## AVAILABLE RECORDS
Issue #2475, opened 2022-11-03
`listinvoices` returns an incomplete list


rorp:
Steps to reproduce:

1. start Eclair node
2. create an invoice
3. run 
```bash 
eclair-cli listinvoices 
```
4. verify that the invoice created at step 2 is in the list
5. wait a second
6. create another invoice
7. run 
```bash 
eclair-cli listinvoices 
```
Expected result: both invoices should be in the list 
Actual result: only the first invoice is in the list

Apparently, the default values of `--from` and `--to` parameters get cached and get reset only after restart.
Reproduceable on current `master`.

t-bast:
> Apparently, the default values of --from and --to parameters get cached and get reset only after restart.

Huh, that's a very good catch, this is a bug indeed! Thanks for raising this, we should fix that and include it in the next release.

PR #2484, opened 2022-11-14
Fix static default `from` and `to` pagination

t-bast:
The default values for the `from` and `to` parameters of some API requests were generated once when the eclair node starts instead of being recomputed for every request.

We also add `count` and `skip` argument to `listPendingInvoices` since it was added to `listInvoices`.

Fixes https://github.com/ACINQ/eclair/issues/2475

### DIFF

## THE PROBLEM
Make sure every record is repeated exactly.

## ANSWER AREA
Issue #2475, opened 2022-11-03
`listinvoices` returns an incomplete list


rorp:
Steps to reproduce:

1. start Eclair node
2. create an invoice
3. run 
```bash 
eclair-cli listinvoices 
```
4. verify that the invoice created at step 2 is in the list
5. wait a second
6. create another invoice
7. run 
```bash 
eclair-cli listinvoices 
```
Expected result: both invoices should be in the list 
Actual result: only the first invoice is in the list

Apparently, the default values of `--from` and `--to` parameters get cached and get reset only after restart.
Reproduceable on current `master`.

t-bast:
> Apparently, the default values of --from and --to parameters get cached and get reset only after restart.

Huh, that's a very good catch, this is a bug indeed! Thanks for raising this, we should fix that and include it in the next release.

PR #2484, opened 2022-11-14
Fix static default `from` and `to` pagination

t-bast:
The default values for the `from` and `to` parameters of some API requests were generated once when the eclair node starts instead of being recomputed for every request.

We also add `count` and `skip` argument to `listPendingInvoices` since it was added to `listInvoices`.

Fixes https://github.com/ACINQ/eclair/issues/2475

### DIFF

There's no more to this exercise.